Notwithstanding the silence of the law, the Secretary of Agriculture and Natural
Resources, upon the recommendation of the Commissioner of Fisheries, promulgated
Fisheries Administrative Order No. 84 (62 O.G. 1224), prohibiting electro fishing in all
Philippine waters

On June 28, 1967 the Secretary of Agriculture and Natural Resources, upon the
recommendation of the Fisheries Commission, issued Fisheries Administrative Order
No. 84-1, amending section 2 of Administrative Order No. 84, by restricting the ban
against electro fishing to fresh water fisheries (63 O.G. 9963).

Thus, the phrase "in any portion of the Philippine waters" found in section 2, was
changed by the amendatory order to read as follows: "in fresh water fisheries in the
Philippines, such as rivers, lakes, swamps, dams, irrigation canals and other bodies of
fresh water."

Issue: Whether or not Secretary of Agriculture and Natural Resources and the
Commissioner of Fisheries exceeded their authority in issuing Fisheries Administrative
Orders Nos. 84 and 84-1
PEOPLE vs. MACEREN
79 SCRA 450, G.R. No. L-32166, October 18, 1977

Facts:
The respondents were charged with violating Fisheries Administrative Order No. 84-1
which penalizes electro fishing in fresh water fisheries. This was promulgated by the
Secretary of Agriculture and Natural Resources and the Commissioner of Fisheries
under the old Fisheries Law and the law creating the Fisheries Commission. The
municipal court quashed the complaint and held that the law does not clearly prohibit
electro fishing, hence the executive and judicial departments cannot consider the same.
On appeal, the CFI affirmed the dismissal. Hence, this appeal to the SC.

Issue:
Whether or not the administrative order penalizing electro fishing is valid.

Held:
NO. The Secretary of Agriculture and Natural Resources and the Commissioner of
Fisheries exceeded their authority in issuing the administrative order.
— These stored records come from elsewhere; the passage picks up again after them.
Issue #1583, opened 2023-12-14
[PROPOSAL]: Snap package ready for `ccextractor`


soumyaDghosh:
I have created a snap package for the `ccextractor`. The main enhancement by this, is the fact that it can be used in any distro now, even if it's a non-LTS Ubuntu release, or an Arch based distro or anything else. 

Also, if I can get some help in testing the package, that'd also be helpful.

# In raising this issue, I confirm the following:

- [x] I have read and understood the [contributors guide](https://github.com/CCExtractor/ccextractor/blob/master/.github/CONTRIBUTING.md).
- [x] I have checked that the bug-fix I am reporting can be replicated, or that the feature I am suggesting isn't already present.
- [x] I have checked that the issue I'm posting isn't already reported.
- [x] I have checked that the issue I'm porting isn't already solved and no duplicates exist in [closed issues](https://github.com/CCExtractor/ccextractor/issues?q=is%3Aissue+is%3Aclosed) and in [opened issues](https://github.com/CCExtractor/ccextractor/issues)
- [x] I have checked the pull requests tab for existing solutions/implementations to my issue/suggestion.
- [x] I have used the latest available version of CCExtractor to verify this issue exists.
- [x] I have ticked all the boxes in this section and to prove it I'm deleting the section completely to remove boilerplate text.

SparklinStar:
I can help you with testing the package in Fedora 39.

SP-XD:
Create a appImage its better than a snap package

cfsmp3:
@soumyaDghosh Did you send a PR? What do you need from us? 
In any case this should be, I suppose, a GitHub workflow that creates the snap package automatically as needed.

Akki2005:
Hi, I’m interested in helping with this.

From the discussion, it sounds like the preferred direction would be:
- an automated GitHub Actions workflow
- that builds and publishes a Snap package
- rather than a manually maintained Snap

Before proceeding, I wanted to confirm:
1) Is Snap packaging still desired long-term?
2) Should this target stable releases only, or every commit?
3) Would a similar workflow for AppImage also be welcome, or should we focus on one format?

Happy to draft a proposal once direction is confirmed.

x15sr71:
Hi all, just a quick follow-up on this proposal.

I’ve opened PR [#1998](https://github.com/CCExtractor/ccextractor/pull/1998), which implements Snap packaging for CCExtractor based on this discussion.
[...]

PR #1998, opened 2026-01-08
[FEATURE]: Add Snap packaging support with Github workflow

x15sr71:

- [ ] I have mentioned this change in the [changelog](https://github.com/CCExtractor/ccextractor/blob/master/docs/CHANGES.TXT).

**My familiarity with the project:**

---

## Summary

As proposed in #1583, this PR adds Snapcraft-based packaging for CCExtractor, along with a GitHub Actions workflow that builds the Snap and uploads the resulting `.snap` artifact to GitHub Releases.

**Benefits:**  
- Cross-distribution Linux support  
- Self-contained runtime dependencies  
- No impact on existing build systems or packaging flows  

---

## Implementation Details

- **`snap/snapcraft.yaml`**  
  Snapcraft configuration using the existing CMake build system. Runtime dependencies (FFmpeg, GPAC, Tesseract, etc.) are bundled explicitly via `stage-packages`.

- **`snap/local/run-ccextractor.sh`**  
Lightweight runtime wrapper that ensures bundled shared libraries are resolved from within the Snap at execution time, avoiding accidental linkage against host system libraries. While the Snap may work without this wrapper on some environments, it makes runtime behavior deterministic and consistent across distributions.

- **`.github/workflows/build_snap.yml`**  
GitHub Actions workflow completes successfully and produces a `.snap` package, which is published as a [CI artifact](https://github.com/x15sr71/ccextractor/actions/runs/20799849300) (zipped by GitHub Actions).
---

## Testing

- GitHub Actions workflow completes successfully and produces a `.snap` package ([CI run artifact](https://github.com/x15sr71/ccextractor/actions/runs/20799849300)).

- Local runtime verification performed on:
  - Ubuntu 22.04 (Jammy)
  - Ubuntu 24.04 (Noble)

```bash
   sudo snap install ./ccextractor_*.snap --classic --dangerous
   ccextractor --version
```
- The release-triggered workflow uses the same job definition and artifact upload logic as the manually verified CI run, so the generated `.snap` artifact should be attached to GitHub Releases as well.


x15sr71:
@cfsmp3, Thanks for the thorough testing and for flagging this issue.

I’ve updated the runtime wrapper to explicitly shift the first argument passed by Snap, as suggested in option 2, so the binary path is no longer forwarded as an input file. With this change, subtitle extraction works as expected. I rebuilt and installed the snap locally and verified it using:

```
sudo snap install ./ccextractor_*.snap --classic --dangerous
ccextractor /path/to/sample.ts -o output.srt

```
The input is now parsed correctly and the output is generated as expected. Please let me know if you’d like me to test additional cases or make any further adjustments.

cfsmp3:
## Build Issue: `libgpac-dev` not available in core22

When building the snap with `sudo snapcraft --destructive-mode`, the build fails:

```
Cannot find package listed in 'build-packages': libgpac-dev
```

### Root Cause

Ubuntu 22.04 (core22) doesn't have `libgpac-dev` in the standard repositories. Your local build worked because you likely have GPAC installed system-wide or from a PPA, but the snap build environment is clean.

### Suggested Fix

Build GPAC from source as a snap part. Add a `gpac` part that builds before ccextractor:

```yaml
parts:
  gpac:
    plugin: cmake
    source: https://github.com/gpac/gpac.git
    source-tag: v2.4.0
    cmake-parameters:
      - -DCMAKE_INSTALL_PREFIX=/usr
      - -DGPAC_STATIC=OFF
    build-packages:
      - zlib1g-dev
      - libssl-dev
    prime:
      - usr/lib/*/libgpac*
      - usr/include/gpac

  ccextractor:
    after: [gpac]  # Ensures gpac is built first
    plugin: cmake
    source: .
    source-subdir: src
    # ... rest of your config, but remove libgpac-dev from build-packages
    # ... and remove libgpac11 from stage-packages (gpac part provides it)
```

This is the standard approach for snap packages when a dependency isn't available in the base repos.

Please rebuild and test after making this change.

x15sr71:
@cfsmp3, Thanks for the review and the detailed feedback on the GPAC integration. I followed the suggested snap-part approach for GPAC, but wasn’t able to get a build in `core22`, below is a detailed summary of the investigation.

Before attempting `GPAC` integration, I fixed multiple build and environment mismatches to ensure the Snap pipeline itself was sound:

1. **Rust toolchain mismatch**
   The default Rust available in `core22` was insufficient for the current codebase. I resolved this by installing and pinning a newer Rust toolchain via `rustup` during the Snap build.

2. **CMake version mismatch**
   The system CMake in the base image was outdated. I fixed this by using the `cmake/latest/stable` snap, which allowed the CMake configuration to proceed correctly.

3. **Source layout / CMake entry point**
   I adjusted the Snap build configuration to correctly locate and invoke `src/CMakeLists.txt`, which resolved initial configuration and path errors.

With these fixes in place, the CCExtractor build pipeline itself is stable and reproducible.

---

I then attempted to satisfy the `GPAC` dependency using several approaches, but each one fails for several reasons.

#### 1. Building `GPAC` from source (shared and static)

* **Attempt:** Build `GPAC` `v2.4.0` from source inside the Snap `core22` environment.
* **Result:**

  * **Shared build:** Fails at link time with unresolved symbols (e.g. `gf_mixer_*`). GPAC’s audio/filter components appear to assume system audio backends (ALSA/OSS) that do not link cleanly in this environment.
  * **Static build (`--static-bin`):** Compiles successfully, but does not install the required development headers (e.g. `gpac/isomedia.h`) or generate a `gpac.pc` file. As a result, CCExtractor cannot detect or link against GPAC.
  * **Mocking / manual symbol stubbing:** I evaluated this as a last resort, but rejected it because it would require injecting fake symbols or bypassing internal GPAC logic, producing a fragile binary with undefined runtime behavior.

#### 2. Disabling `GPAC`

* **Attempt:** Build CCExtractor without `GPAC` to ship a stable but feature-reduced Snap.
* **Result:** The build fails immediately with:

  ```
  The following required packages were not found: - gpac
  ```
* **Root cause:** The upstream `CMakeLists.txt` appears to treat `GPAC` as a `REQUIRED` dependency on Linux.
  I considered patching the build scripts to remove this requirement, but decided against it, as forcing the build in this way could result in broken references or runtime crashes and would not be safe to ship.

---

At this point, it appears to be:

- `GPAC` cannot be built and consumed cleanly in the Snap `core22` environment without invasive or unsafe hacks.
- `GPAC` cannot be disabled because the current CCExtractor CMake logic treats it as mandatory.

Possible options I see are:

1. Make `GPAC` truly optional in the CMake logic, with consistent feature guards and header usage across CCExtractor, so the project can be built cleanly without `GPAC` when required (e.g. for distros or Snap), while preserving full MP4 support when it is available.
2. Pause Snap work until GPAC’s build/install behavior becomes more modular.

If there’s a recommended GPAC configuration for Snap that I’ve overlooked, I’m happy to try that. I may still be missing something, but after tracing this through the build system and multiple `GPAC` configurations, I haven’t found a clean or safe path forward.

Please let me know how you’d like me to continue. Thanks for your time.

x15sr71:
Update:

As a follow-up, I also tried integrating GPAC 2.5 in the core22 Snap environment. I built GPAC from source in both static and shared configurations, including reduced/headless builds, and wired it into the Snap using staged artifacts and explicit include/library paths.

GPAC itself builds successfully, but CCExtractor is still unable to consume it cleanly in core22. In practice, this shows up as missing installed headers (for example gpac/isomedia.h), or, n the case of static builds—linker failures related to X11/XCB dependencies. Addressing these would likely require fairly invasive build workarounds or maintaining a custom GPAC fork, which doesn’t feel like the right direction for Snap packaging.

I wanted to updated that GPAC 2.5 was also tested. Please let me know how you’d like me to proceed.

cfsmp3:
## Update: We've identified and fixed the issues blocking this PR

Thanks for working on this! We've done some investigation and found the issues that were blocking the snap build. Here's what needs to happen:

### 1. Rebase on PR #2042 (or wait for it to merge)

PR #2042 fixes a linking issue in the CMakeLists.txt files that affects all Linux builds (not just snap). Without this fix, the build fails with:
```
undefined reference to `decode_vbi'
```

**Option A:** Wait for #2042 to be merged, then rebase your branch on master.

**Option B:** Rebase your branch on the `fix/cmake-rust-linking` branch now:
```bash
git fetch origin
git rebase origin/fix/cmake-rust-linking
```

### 2. Update `snap/snapcraft.yaml` to build GPAC from source

Since `libgpac-dev` isn't available in Ubuntu 22.04 (core22) repositories, we need to build GPAC from source as part of the snap. Add this `gpac` part **before** the `ccextractor` part:

```yaml
parts:
  gpac:
    plugin: make
    source: https://github.com/gpac/gpac.git
    source-tag: abi-16.4
    build-packages:
      - build-essential
      - pkg-config
      - zlib1g-dev
      - libssl-dev
      - libfreetype6-dev
      - libjpeg-dev
      - libpng-dev
    override-build: |
      set -eux
      # Standard GPAC build - same as normal CCExtractor builds
      ./configure --prefix=/usr
      make -j$(nproc)
      make DESTDIR=$SNAPCRAFT_PART_INSTALL install-lib
      # Fix gpac.pc prefix to point to stage directory for build time
      sed -i "s|^prefix=.*|prefix=$SNAPCRAFT_STAGE/usr|" $SNAPCRAFT_PART_INSTALL/usr/lib/pkgconfig/gpac.pc
    stage:
      - usr/lib/libgpac*
      - usr/lib/pkgconfig/gpac.pc
      - usr/include/gpac

  ccextractor:
    after: [gpac]    # <-- ADD THIS LINE to ensure GPAC builds first
    # ... rest of your existing ccextractor part ...
```

**Key points:**
- Use GPAC tag `abi-16.4` (corresponds to version 2.5-DEV)
- Use `make install-lib` (not `make install`) - this installs headers and the pkg-config file
- The `sed` command fixes the gpac.pc prefix so pkg-config can find the headers during the ccextractor build
- Add `after: [gpac]` to the ccextractor part

### 3. Add build environment for pkg-config

In your `ccextractor` part, add this build environment so CMake can find GPAC:

```yaml
  ccextractor:
    after: [gpac]
    plugin: nil
    source: .
    build-environment:
      - PKG_CONFIG_PATH: "$SNAPCRAFT_STAGE/usr/lib/pkgconfig:$PKG_CONFIG_PATH"
```

### 4. Update `snap/local/run-ccextractor.sh` to include GPAC library path

The wrapper script needs to include `$SNAP/usr/lib` in `LD_LIBRARY_PATH` because that's where GPAC's libraries are installed. Change the `LD_LIBRARY_PATH` line to:

```bash
export LD_LIBRARY_PATH="$SNAP/usr/lib:\
$SNAP/usr/lib/$LIB_TRIPLET:\
$SNAP/usr/lib/$LIB_TRIPLET/blas:\
$SNAP/usr/lib/$LIB_TRIPLET/lapack:\
$SNAP/usr/lib/$LIB_TRIPLET/pulseaudio:\
${LD_LIBRARY_PATH:+:$LD_LIBRARY_PATH}"
```

Note the addition of `$SNAP/usr/lib:\` at the beginning.

### 5. Use a fixed version string

Change `version: git` to a fixed version like `version: '0.96.5'` because the git-generated version string can exceed 32 characters, which causes snap packaging to fail.

---

### Summary of all changes needed:

1. Rebase on #2042 (or wait for merge)
2. Add `gpac` part to snapcraft.yaml (builds GPAC from source)
3. Add `after: [gpac]` and `build-environment` with `PKG_CONFIG_PATH` to ccextractor part
4. Add `$SNAP/usr/lib` to LD_LIBRARY_PATH in run-ccextractor.sh
5. Change `version: git` to `version: '0.96.5'`

We've tested this configuration and it builds and runs successfully. Let us know if you have any questions!

x15sr71:
Thank you so much for taking the time to identify the root causes and provide such clear, actionable steps. I've implemented all the changes you outlined. The snap now builds cleanly on `core22` and runs correctly in my local testing.

Thanks again for fixing this and for helping identify the right approach. Happy to make any further changes if needed.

The
old Fisheries Law does not expressly prohibit electro fishing. As electro fishing is
not banned under that law, the Secretary of Agriculture and Natural Resources and the
Commissioner of Fisheries are powerless to penalize it. Had the lawmaking body
intended to punish electro fishing, a penal provision to that effect could have been easily
embodied in the old Fisheries Law. The lawmaking body cannot delegate to an
executive official the power to declare what acts should constitute an offense. It can
authorize the issuance of regulations and the imposition of the penalty provided for in
the law itself. Where the legislature has delegated to executive or administrative officers
and boards authority to promulgate rules to carry out an express legislative purpose,
the rules of administrative officers and boards, which have the effect of extending, or
which conflict with the authority granting statute, do not represent a valid precise of the
rule-making power but constitute an attempt by an administrative body to legislate

Administrative agent are clothed with rule-making powers because the lawmaking body
finds it impracticable, if not impossible, to anticipate and provide for the multifarious
and complex situations that may be encountered in enforcing the law. All that is required
is that the regulation should be germane to the defects and purposes of the law and
that it should conform to the standards that the law prescribes. Administrative
regulations adopted under legislative authority by a particular department must be in
harmony with the provisions of the law, and should be for the sole purpose of carrying
into effect its general provisions. By such regulations, of course, the law itself cannot
be extended.

The rule-making power must be confined to details for regulating the mode or
proceeding to carry into effect the law as it has been enacted. The power cannot be
extended to amending or expanding the statutory requirements or to embrace matters
not covered by the statute. Rules that subvert the statute cannot be sanctioned.